The CBD industry is highly unregulated. The FDA has not posted clear guidelines on CBD dosage, concentrations, and other facts surrounding the compound’s consumption. Despite this, more and more people are using CBD and incorporating the compound in their health regimen. Public forums are filled with anecdotal accounts of people claiming the compound to have miraculous therapeutic value.
However, like any health product, CBD has side effects as well. That’s why you should be aware of the risks and concerns of ingesting CBD. That said, many other drugs and medications are guilty of causing liver damage in high concentrations. As long as you take CBD in a tolerable quantity, you are probably in the clear. It’s all about experimenting with the compound and finding out how much is too much.
Many experts have opined on the mice study and pointed out its limitations. The major problem with the study is that the initial dose of the CBD was equivalent to 20mgs of CBD per kg of biddy weight. This amount is similar to the one used in clinical trials of the FDA-approved drug Epidiolex, which is being used to treat two forms of severe pediatric epilepsy. It comes out to 1300mgs of CBD for an average human!
To put things into perspective, an average CBD dose in humans is somewhere between 10 to 80mgs. This amount in the study is 10x more, which makes it unrealistic and calls into question the results of the research.
The study itself clarifies that the dosage used in the experimentation does not mimic typical CBD dosages. However, it goes on to say that it provides evidence for the compound’s potential for liver toxicity and overdose.
The published results also show that CBD doses under 184.5mg/kg were well tolerated by the mice and exhibited no damage to the liver.
As a general recommendation, you should ever take 30x, 40x, or 50x the normal amount of CBD. The same is the case with any drug, including the highly used ibuprofen. Most people would seriously find the results of a study “far-reaching” that uses this much amount of the drug to prove a point.

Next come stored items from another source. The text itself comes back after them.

PR #1800, opened 2021-03-21
Opened uncancelable region to the right

### LINKED ISSUE #1744: Uncancelable boundaries compose poorly
The motivating example here:

```scala
val fa = F.uncancelable(_ => fb) // where fb is something long but not infinite
F.uncancelable(poll => poll(fa) *> fc)
```

If we imagine canceling the above where cancellation is observed within `fb`, the cancellation will be suppressed until the end of the inner `uncancelable` (within `fa`) and then immediately become visible *before* the end of the `poll`, meaning that `fc` will not run despite the fact that there's no apparent "gap" between the end of the `uncancelable` and the end of the `poll`.

The *reason* this is visible is to abide by the functor laws. Specifically, consider the following pair of expressions:

```scala
fa.onCancel(fin)
fa.map(identity).onCancel(fin)
```

Per the functor laws, these must be equivalent. Thus, cancellation must be visible *at the end* of an `uncancelable` block just as it would be at the end of an `uncancelable` block + some identity `map` or `flatMap` action. (note: there's some wiggle room here due to the soft nature of external cancellation and the fact that we're allowed to let the signal remain unobserved for some time, but internal cancellation makes this brutally and immediately apparent)

Unfortunately, this kind of visibility makes all sorts of things harder or impossible to express. `allocated` on `Resource` becomes particularly dangerous, since you can't guarantee that you're able to get at the *results* of the `allocated` before some cancellation is made visible, and the results contain a finalizer which would not have been run within the `uncancelable` block (since the cancellation would not be visible at all until after such a block). This scenario commonly arises with `Resource.make` (where the `poll` is ignored). This probably means that `Async[Resource]` in its present form has some tiny bits of unsound finalizer semantics littered around its implementation.

In general, it's just not possible to trust, given an arbitrary expression `F[A]`, that one of the following *always* holds:

1. Results which are sensitive to leakage in the face of cancellation are wrapped such that any cancellation manifested *within* `fa` produces the appropriate cleanup
2. Cancellation which is unobserved within `fa` cannot be observed within some enclosing expression prior to that expression's first opportunity to handle it without loss

This is violated because `fa` in the above internally handles cancellation to the best of its ability (by wrapping its own critical region), but the outer expression is unable to handle cancellation before the point at which the results from `fa` are lost, which is precisely what `fa` was trying to avoid by wrapping itself in `uncancelable`.

I can think of a couple ways of addressing this issue:

- Violate the functor laws. I'm... not fond of this one, though as noted above, there is some interpretive wiggle room in those laws when it comes to external cancellation, which is already a hint and not a dictate. Still, I'm not *super* comfortable with substitutability being violated in such a blatant and easy-to-hit fashion. Our current violation of substitutability of the functor identity in the face of external cancellation requires 512 `map(identity)` calls in a row, which seems... improbable.
- Beef up `onCancel` in some fashion which allows it to detect the case where a value is produced despite cancellation. This runs afoul of the same functor law issue though in very short order, since we have to answer the question of what it means for an `uncancelable` to finish successfully, then get `map`ped once, then hit this hypothetical `onCancel`.
- Enhance `uncancelable` to optionally carry a "canceled despite completion" finalizer which would be passed the result (or presumably, the error). This at least seems theoretically tractable, though it probably re-raises the same composability issues as `bracketCase`. Also it's not clear it really solves the problem, since there would still be a gap wherein cancellation could be lost.
- Adopt an idiom of accepting a `Poll[F]` as a parameter on signatures which would normally have an inner `uncancelable`. So `Resource#allocated`, for example, would take a `Poll[F]` rather than having its own `uncancelable`. That's not necessarily safe though because it kind of depends on the "good will" of the caller
- Adopt an idiom of accepting a `Poll[F]` as a parameter and then *composing* it with an inner `Poll[F]`. In other words, instead of `uncancelable(poll => poll(uncancelable(poll => poll(fa))))` (where the inner `uncancelable` is likely in a different function), we would carrot people to do something like `uncancelable(outer => uncancelable(inner => outer(inner(fa))))`. This would be an appropriate step to take for any subexpression which produces results which must be considered critical (e.g. `racePair` is dodgy).

None of these are great. All of them involve resource leaks, and the one which has a special case in which resources *don't* leak achieves this by violating algebraic identities... and still leaks resources if people (reasonably) assume those identities hold. I think the *last* of them is probably the most achievable.

Btw this whole discussion is related to #1027

djspiewak:
Fixes #1744 

Requesting expedited reviews from @SystemFw, @wemrysi, @RaasAhsan, and @vasilmkd. Also anyone else who wants to pile on, please do so quickly. I would ideally like to get this merged today so we can release quickly.

This is a major semantic shift in several ways. Bottom line up front: **this change violates the functor laws**. If you're looking for a thing that Cats Effect is choosing to do in the name of "pragmatism over purity", this is it. We didn't take this decision lightly.

Just to provide a bit of context, consider the following construction:

```scala
uncancelable(_(uncancelable(fa) /* think carefully about this spot */))
```

In the encoding which is present in the current HEAD, the commented location in the expression above represents a very small gap in which cancelation may be observed but not suppressed. This in turn means that `poll` and `uncancelable` don't compose *safely*, and this has some quite profound impacts on everything from Fs2 to `Resource`. Ultimately, any function which wraps its contents in `uncancelable` and returns was *actually unsafe* because the caller couldn't close the gap.

This PR changes `uncancelable` to be an *open* region to the right. In other words, we no longer perform a cancelation check upon completion of the region. This is well exemplified by the new law:

```scala
uncancelable(_ => fa.onCancel(fin)) <-> uncancelable(_ => fa).onCancel(fin)
```

Which, transitively, also means the following:

```scala
uncancelable(_ => fa).onCancel(fin) <-> uncancelable(_ => fa)
```

How does this violate the functor laws? Well, imagine an identity `flatMap`:

```scala
uncancelable(_ => fa).flatMap(pure).onCancel(fin)
```

(by the monad laws, this is equivalent to `.map(identity)`, which is why this is about the functor laws specifically)

The above is *not* equivalent: the `onCancel` will sequence the finalizer if `fa` is canceled. If you think about it, this is fundamentally necessary if we want to allow auto-cancelable `flatMap`, but it's also a violation of the functor laws because identity mappings must be identity.

As it turns out, violating the functor laws has… some implications. Nearly all of this PR is just running through and trying to correct all of the problems which arise when you do something like that, though I did also fix a very subtle bug in `Resource#allocated` as well as implemented a more optimized `IO#guarantee`, which should help `Resource` performance a bit.

The hand-wavy justification here is that the violation of functor laws is only observable within confined runtime scopes. Like, for example, what we do in the tests. 😢 The requisite incantation to resurface the old semantics is as follows:

```scala
fa <-> fa.flatMap(pure).handleErrorWith(raiseError)
```

Obviously these two expressions *should* be equivalent, and if we ignore confined runtime scopes such as `unsafeRun`, they *are* indistinguishable. However, the latter expression will guarantee that cancelation is detected if `fa` was indeed canceled, whereas in the former expression, if `fa` is secretly `uncancelable(fa')`, you aren't guaranteed to observe the cancelation.

The one place where this gets *really* strange is `race`, because `race` actually represents a confined evaluation scope similar to `unsafeRun`. However, `race` *already* violates a whole series of laws, which is why we exclude it from the generators, so uh… I guess it's fine?

All in all, this should result in a semantic which is much safer and much more intuitive for users and the ecosystem, with the only serious casualty being our self-respect every time we have to look at what I did in this PR.

### DIFF
--- a/core/shared/src/main/scala/cats/effect/IO.scala
+++ b/core/shared/src/main/scala/cats/effect/IO.scala
@@ -363,7 +363,14 @@ sealed abstract class IO[+A] private () extends IOPlatform[A] {
    *      between termination conditions
    */
   def guarantee(finalizer: IO[Unit]): IO[A] =
-    guaranteeCase(_ => finalizer)
+    // this is a little faster than the default implementation, which helps Resource
+    IO uncancelable { poll =>
+      val handled = finalizer handleErrorWith { t =>
+        IO.executionContext.flatMap(ec => IO(ec.reportFailure(t)))
+      }
+
+      poll(this).onCancel(finalizer).onError(_ => handled).flatTap(_ => finalizer)
+    }
 
   /**
    * Executes the given `finalizer` when the source is finished,
@@ -387,7 +394,7 @@ sealed abstract class IO[+A] private () extends IOPlatform[A] {
    * @see [[guarantee]] for the simpler version
    */
   def guaranteeCase(finalizer: OutcomeIO[A @uncheckedVariance] => IO[Unit]): IO[A] =
-    onCase { case oc => finalizer(oc) }
+    IO.unit.bracketCase(_ => this)((_, oc) => finalizer(oc))
 
   /**
    * Handle any error, potentially recovering from it, by mapping it to another
@@ -415,26 +422,6 @@ sealed abstract class IO[+A] private () extends IOPlatform[A] {
 
   def onCancel(fin: IO[Unit]): IO[A] =
     IO.OnCancel(this, fin)
-
-  def onCase(pf: PartialFunction[OutcomeIO[A @uncheckedVariance], IO[Unit]]): IO[A] = {
-    def doOutcome(outcome: OutcomeIO[A]): IO[Unit] =
-      pf.lift(outcome)
-        .fold(IO.unit)(_.handleErrorWith { t =>
-          IO.executionContext.flatMap(ec => IO(ec.reportFailure(t)))
-        })
-
-    IO uncancelable { poll =>
-      val base = poll(this)
-      val finalized = pf.lift(Outcome.Canceled()).map(base.onCancel).getOrElse(base)
-
-      finalized.attempt flatMap {
-        case Left(e) =>
-          doOutcome(Outcome.Errored(e)) *> IO.raiseError(e)
-        case Right(a) =>
-          doOutcome(Outcome.Succeeded(IO.pure(a))).as(a)
-      }
-    }
-  }
 
   def onError(f: Throwable => IO[Unit]): IO[A] =
     handleErrorWith(t => f(t).attempt *> IO.raiseError(t))
@@ -628,7 +615,7 @@ sealed abstract class IO[+A] private () extends IOPlatform[A] {
   def to[F[_]](implicit F: LiftIO[F]): F[A @uncheckedVariance] =
     F.liftIO(this)
 
-  override def toString: String = "IO(...)"
+  // override def toString: String = "IO(...)"
 
   // unsafe stuff
 
@@ -1260,6 +1247,12 @@ object IO extends IOCompanionPlatform with IOLowPriorityImplicits {
     def pure[A](x: A): IO[A] =
       IO.pure(x)
 
+    override def guarantee[A](fa: IO[A], fin: IO[Unit]): IO[A] =
+      fa.guarantee(fin)
+
+    override def guaranteeCase[A](fa: IO[A])(fin: OutcomeIO[A] => IO[Unit]): IO[A] =
+      fa.guaranteeCase(fin)
+
     def handleErrorWith[A](fa: IO[A])(f: Throwable => IO[A]): IO[A] =
       fa.handleErrorWith(f)
 
@@ -1278,7 +1271,7 @@ object IO extends IOCompanionPlatform with IOLowPriorityImplicits {
       ioa.onCancel(fin)
 
     override def bracketFull[A, B](acquire: Poll[IO] => IO[A])(use: A => IO[B])(
-        release: (A, Outcome[IO, Throwable, B]) => IO[Unit]): IO[B] =
+        release: (A, OutcomeIO[B]) => IO[Unit]): IO[B] =
       IO.bracketFull(acquire)(use)(release)
 
     val monotonic: IO[FiniteDuration] = IO.monotonic
--- a/core/shared/src/main/scala/cats/effect/IO.scala
+++ b/core/shared/src/main/scala/cats/effect/IO.scala
@@ -615,7 +615,7 @@ sealed abstract class IO[+A] private () extends IOPlatform[A] {
   def to[F[_]](implicit F: LiftIO[F]): F[A @uncheckedVariance] =
     F.liftIO(this)
 
-  // override def toString: String = "IO(...)"
+  override def toString: String = "IO(...)"
 
   // unsafe stuff
 
--- a/laws/shared/src/main/scala/cats/effect/laws/GenSpawnLaws.scala
+++ b/laws/shared/src/main/scala/cats/effect/laws/GenSpawnLaws.scala
@@ -88,16 +88,24 @@ trait GenSpawnLaws[F[_], E] extends MonadCancelLaws[F, E] with UniqueLaws[F] {
   }
 
   def raceCanceledIdentityLeft[A](fa: F[A]) =
-    F.race(F.canceled, fa) <-> fa.map(_.asRight[Unit])
+    F.race(F.canceled, fa.flatMap(F.pure(_)).handleErrorWith(F.raiseError(_))) <-> fa.map(
+      _.asRight[Unit])
 
   def raceCanceledIdentityRight[A](fa: F[A]) =
-    F.race(fa, F.canceled) <-> fa.map(_.asLeft[Unit])
+    F.race(fa.flatMap(F.pure(_)).handleErrorWith(F.raiseError(_)), F.canceled) <-> fa.map(
+      _.asLeft[Unit])
 
   def raceNeverNoncanceledIdentityLeft[A](fa: F[A]) =
-    F.race(F.never[Unit], fa) <-> F.onCancel(fa.map(_.asRight[Unit]), F.never)
+    F.race(F.never[Unit], fa.flatMap(F.pure(_)).handleErrorWith(F.raiseError(_))) <-> F
+      .onCancel(
+        fa.flatMap(r => F.pure(r.asRight[Unit])).handleErrorWith(F.raiseError(_)),
+        F.never)
 
   def raceNeverNoncanceledIdentityRight[A](fa: F[A]) =
-    F.race(fa, F.never[Unit]) <-> F.onCancel(fa.map(_.asLeft[Unit]), F.never)
+    F.race(fa.flatMap(F.pure(_)).handleErrorWith(F.raiseError(_)), F.never[Unit]) <-> F
+      .onCancel(
+        fa.flatMap(r => F.pure(r.asLeft[Unit])).handleErrorWith(F.raiseError(_)),
+        F.never)
 
   // I really like these laws, since they relate cede to timing, but they're definitely nondeterministic
   /*def raceLeftCedeYields[A](a: A) =
--- a/laws/shared/src/main/scala/cats/effect/laws/MonadCancelLaws.scala
+++ b/laws/shared/src/main/scala/cats/effect/laws/MonadCancelLaws.scala
@@ -76,11 +76,6 @@ trait MonadCancelLaws[F[_], E] extends MonadErrorLaws[F, E] {
     F.onCancel(F.onCancel(F.canceled, fin1), fin2) <->
       F.forceR(F.uncancelable(_ => F.forceR(fin1)(fin2)))(F.canceled)
 
-  // the following set of three laws is formulated in this way to exclude F.never
-  // notably, `F.uncancelable(_ => F.canceled >> fa) >> F.never` results in cancelation
-  // however, `F.uncancelable(_ => fa) >> F.forceR(F.never)(F.canceled)` is nonterminating
-  // these are the semantics we want, but it also means the rewrite rule cannot be generalized
-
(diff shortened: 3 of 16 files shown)


laws/shared/src/main/scala/cats/effect/laws/MonadCancelLaws.scala
```diff
@@ -59,9 +76,14 @@ trait MonadCancelLaws[F[_], E] extends MonadErrorLaws[F, E] {
     F.onCancel(F.onCancel(F.canceled, fin1), fin2) <->
       F.forceR(F.uncancelable(_ => F.forceR(fin1)(fin2)))(F.canceled)
 
-  def uncancelableCanceledAssociatesRightOverFlatMap[A](a: A, f: A => F[Unit]) =
-    F.uncancelable(_ => F.canceled.as(a).flatMap(f)) <->
-      F.forceR(F.uncancelable(_ => f(a)))(F.canceled)
+  // the following set of three laws is formulated in this way to exclude F.never
+  // notably, `F.uncancelable(_ => F.canceled >> fa) >> F.never` results in cancelation
+  // however, `F.uncancelable(_ => fa) >> F.forceR(F.never)(F.canceled)` is nonterminating
+  // these are the semantics we want, but it also means the rewrite rule cannot be generalized
```
djspiewak: Oh whoops this is stale

testkit/shared/src/main/scala/cats/effect/testkit/TestInstances.scala
```diff
@@ -221,8 +221,11 @@ trait TestInstances extends ParallelFGenerators with OutcomeGenerators with Sync
     try {
       var results: Outcome[Option, Throwable, A] = Outcome.Succeeded(None)
 
-      ioa.unsafeRunAsyncOutcome { oc => results = oc.mapK(someK) }(
-        unsafe.IORuntime(ticker.ctx, ticker.ctx, scheduler, () => (), unsafe.IORuntimeConfig()))
+      ioa
+        .flatMap(IO.pure(_))
+        .handleErrorWith(IO.raiseError(_))
+        .unsafeRunAsyncOutcome { oc => results = oc.mapK(someK) }(unsafe
+          .IORuntime(ticker.ctx, ticker.ctx, scheduler, () => (), unsafe.IORuntimeConfig()))
```
vasilmkd, line 228: Looking to learn, is this something users (or even other library authors of libraries dependent on CE3) will ever need to worry about?

core/shared/src/main/scala/cats/effect/IO.scala
```diff
@@ -628,7 +615,7 @@ sealed abstract class IO[+A] private () extends IOPlatform[A] {
   def to[F[_]](implicit F: LiftIO[F]): F[A @uncheckedVariance] =
     F.liftIO(this)
 
-  override def toString: String = "IO(...)"
+  // override def toString: String = "IO(...)"
```
SystemFw: leftover?

testkit/shared/src/main/scala/cats/effect/testkit/TestInstances.scala
djspiewak: I don't *believe* anyone else will ever need to worry about this. The problem is we're effectively drawing a distinction between "canceled but we haven't seen it yet" vs "canceled and we *have* seen it". The identity `flatMap` + `handleErrorWith` trick turns the former scenario into the latter, and I believe that this is something that is unlikely to be a meaningful thing outside of Cats Effect itself. Everything else downstream is operating in at least a slightly higher level of abstraction, and remember it only takes one `flatMap` to sort this out.

laws/shared/src/main/scala/cats/effect/laws/MonadCancelLaws.scala
```diff
@@ -41,6 +41,23 @@ trait MonadCancelLaws[F[_], E] extends MonadErrorLaws[F, E] {
...
+   * which allows regional composition, since this avoids "gaps" in
+   * otherwise-safe code.
+   *
+   * The argument is that cancellation is a *hint* not a mandate. This
+   * holds for self-cancellation just as much as external-cancellation.
+   * Thus, laws about where the cancellation is visible are always going
+   * to be a bit off.
+   */
+  def onCancelAssociatesOverUncancelableBoundary[A](fa: F[A], fin: F[Unit]) =
+    F.uncancelable(_ => F.onCancel(fa, fin)) <-> F.onCancel(F.uncancelable(_ => fa), fin)
```
SystemFw, line 59: does this hold?
```
uncancelable(poll => fa(poll).onCancel(fin)) <-> uncancelable(poll => fa(poll)).onCancel(fin)
```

Are There Adverse Side Effects of CBD?
While you have nothing to worry about CBD when it comes to liver damage, this doesn’t mean the compound doesn’t have any side effects. As mentioned above, the WHO claims CBD to be well-tolerated and generally sage, but you should always practice caution, just as you would in the case of any other health supplement.
Dosage is the main factor determining the side effects of CBD. While most people experience no side effects, some users have reported minor issues, such as dry mouth, fatigue, diarrhea, vomiting, and headaches.
Another concern is drug interactions. CBD may interact with prescription medications because of its associations with the cytochrome p450 enzyme system. The CYP450 system processes the breakdown of almost 60% of medications available on the market to promote drug absorption in the human body. Because of this CBD may interfere in critical CYP450 channels and reduce the efficacy and bioavailability of certain drugs.
If you are on prescription medication you should consult your holistic doctor before taking CBD. Many doctors are unaware of the research encompassing CBD. Your best bet is asking your physician whether the medications you’re taking has a grapefruit warning since grapefruit affects similar liver pathways as CBD.
Final Thoughts on CBD for Liver Damage
In the end, the quality of CBD you’re taking matters. If you want to be the next Mr. Olympia and you just pick up a subpar protein powder off the market, is it going to help your cause? Probably not! The same goes for CBD.
You should always buy from a transparent and reputable vendor. Companies that support independent third-party lab testing are your best bet. You should know how to read CBD lab results to ascertain your product doesn’t contain harmful contaminants, such as heavy metals and pesticides.